Issue #2252, opened 2022-05-10
[BUG] Can't provision RKE clusters in Rancher Harvester node driver


noahgildersleeve:
**Describe the bug**

You can't rpovision RKE1 or RKE2 clusters in Harvester from Rancher node driver
**To Reproduce**
1. Import Harvester into Rancher
2. Add cloud credentials
3. Create RKE cluster from node driver on Harvester
**Expected behavior**

The clusters hsould provision successfully
**Support bundle**

[supportbundle_804d6ba1-ba58-4bd5-bee0-71f85cc60b18_2022-05-10T22-11-00Z.zip](https://github.com/harvester/harvester/files/8665301/supportbundle_804d6ba1-ba58-4bd5-bee0-71f85cc60b18_2022-05-10T22-11-00Z.zip)

**Environment:**
 - Harvester ISO version: v1.0.2-rc2
 - Rancher version: v2.6.5-rc9
 - Underlying Infrastructure (e.g. Baremetal with Dell PowerEdge R630): 3 node Harvester libvirt vagrant setup and Rancher was a single node docker instance

**Additional context**
This was working on RC1 when I tested it last week. There was an Error creating machine: Error in driver during machine creation: Internal error occurred: admission webhook "virtualmachine-validator.kubevirt.io" denied the request: Running and RunStrategy are mutually exclusive` This seems like it might be related to https://github.com/harvester/harvester/pull/2208 based on the timing.
![Screenshot from 2022-05-10 15-14-48](https://user-images.githubusercontent.com/83787952/167730535-754e59cf-0dc0-4ab6-91ab-7939a288d2c9.png)
![Screenshot from 2022-05-10 15-10-28](https://user-images.githubusercontent.com/83787952/167730536-ebec664d-7174-48ad-8483-bb965d55ba1e.png)

TachunLin:
Also checked on Rancher `v2.6.5-rc10` with Harvester `v1.0.2-rc2`.
Currently we can't provision `RKE2`, `K3s` and `RKE1` guest clusters in the following kubernetes versions:

1. RKE2: `v1.23.6+rke2r2` and `v1.22.9+rke2r2`
2. K3s: `v1.23.6+k3s1` and `v1.22.9+k3s1`
3. RKE1: `v1.23.6-rancher1-1` and `v1.22.9-rancher1-1`

The RKE2 provisioning process keep looping in the flow of `Creationerror` -> `Deleting`  

* RKE2 cluster VM creation Error
[...]

PR #2253, opened 2022-05-11
Fix run strategy mutual-exclusive error on webhook

guangbochen:

**Problem:**
Running and RunStrategy are mutually exclusive of the VM spec.

**Solution:**
Do not patch the run strategy when the `spec.running` filed is specified by the users.

**Related Issue:**
https://github.com/harvester/harvester/issues/2252

**Test plan:**
- patch the webhook image via `$kubectl set image deployment/harvester-webhook harvester-webhook=guangbo/harvester-webhook:fix-wh`
- create an RKE2 cluster with the Harvester node driver, and wait for the cluster to be up and running. (previously it will encounter the `mutual-exclusive` error)
- check the VM YAML and its `spec.running` value is kept.

image


bk201 (approved):
LGTM.
I can provision an RKE2 cluster.

FrankYang0529 (approved):
LGTM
****
Exercise directions.
Every record, start to finish: reproduce it word for word.

Response to this exercise.
Issue #2252, opened 2022-05-10
[BUG] Can't provision RKE clusters in Rancher Harvester node driver


noahgildersleeve:
**Describe the bug**

You can't rpovision RKE1 or RKE2 clusters in Harvester from Rancher node driver
**To Reproduce**
1. Import Harvester into Rancher
2. Add cloud credentials
3. Create RKE cluster from node driver on Harvester
**Expected behavior**

The clusters hsould provision successfully
**Support bundle**

[supportbundle_804d6ba1-ba58-4bd5-bee0-71f85cc60b18_2022-05-10T22-11-00Z.zip](https://github.com/harvester/harvester/files/8665301/supportbundle_804d6ba1-ba58-4bd5-bee0-71f85cc60b18_2022-05-10T22-11-00Z.zip)

**Environment:**
 - Harvester ISO version: v1.0.2-rc2
 - Rancher version: v2.6.5-rc9
 - Underlying Infrastructure (e.g. Baremetal with Dell PowerEdge R630): 3 node Harvester libvirt vagrant setup and Rancher was a single node docker instance

**Additional context**
This was working on RC1 when I tested it last week. There was an Error creating machine: Error in driver during machine creation: Internal error occurred: admission webhook "virtualmachine-validator.kubevirt.io" denied the request: Running and RunStrategy are mutually exclusive` This seems like it might be related to https://github.com/harvester/harvester/pull/2208 based on the timing.
![Screenshot from 2022-05-10 15-14-48](https://user-images.githubusercontent.com/83787952/167730535-754e59cf-0dc0-4ab6-91ab-7939a288d2c9.png)
![Screenshot from 2022-05-10 15-10-28](https://user-images.githubusercontent.com/83787952/167730536-ebec664d-7174-48ad-8483-bb965d55ba1e.png)

TachunLin:
Also checked on Rancher `v2.6.5-rc10` with Harvester `v1.0.2-rc2`.
Currently we can't provision `RKE2`, `K3s` and `RKE1` guest clusters in the following kubernetes versions:

1. RKE2: `v1.23.6+rke2r2` and `v1.22.9+rke2r2`
2. K3s: `v1.23.6+k3s1` and `v1.22.9+k3s1`
3. RKE1: `v1.23.6-rancher1-1` and `v1.22.9-rancher1-1`

The RKE2 provisioning process keep looping in the flow of `Creationerror` -> `Deleting`  

* RKE2 cluster VM creation Error
[...]

PR #2253, opened 2022-05-11
Fix run strategy mutual-exclusive error on webhook

guangbochen:

**Problem:**
Running and RunStrategy are mutually exclusive of the VM spec.

**Solution:**
Do not patch the run strategy when the `spec.running` filed is specified by the users.

**Related Issue:**
https://github.com/harvester/harvester/issues/2252

**Test plan:**
- patch the webhook image via `$kubectl set image deployment/harvester-webhook harvester-webhook=guangbo/harvester-webhook:fix-wh`
- create an RKE2 cluster with the Harvester node driver, and wait for the cluster to be up and running. (previously it will encounter the `mutual-exclusive` error)
- check the VM YAML and its `spec.running` value is kept.

image


bk201 (approved):
LGTM.
I can provision an RKE2 cluster.

FrankYang0529 (approved):
LGTM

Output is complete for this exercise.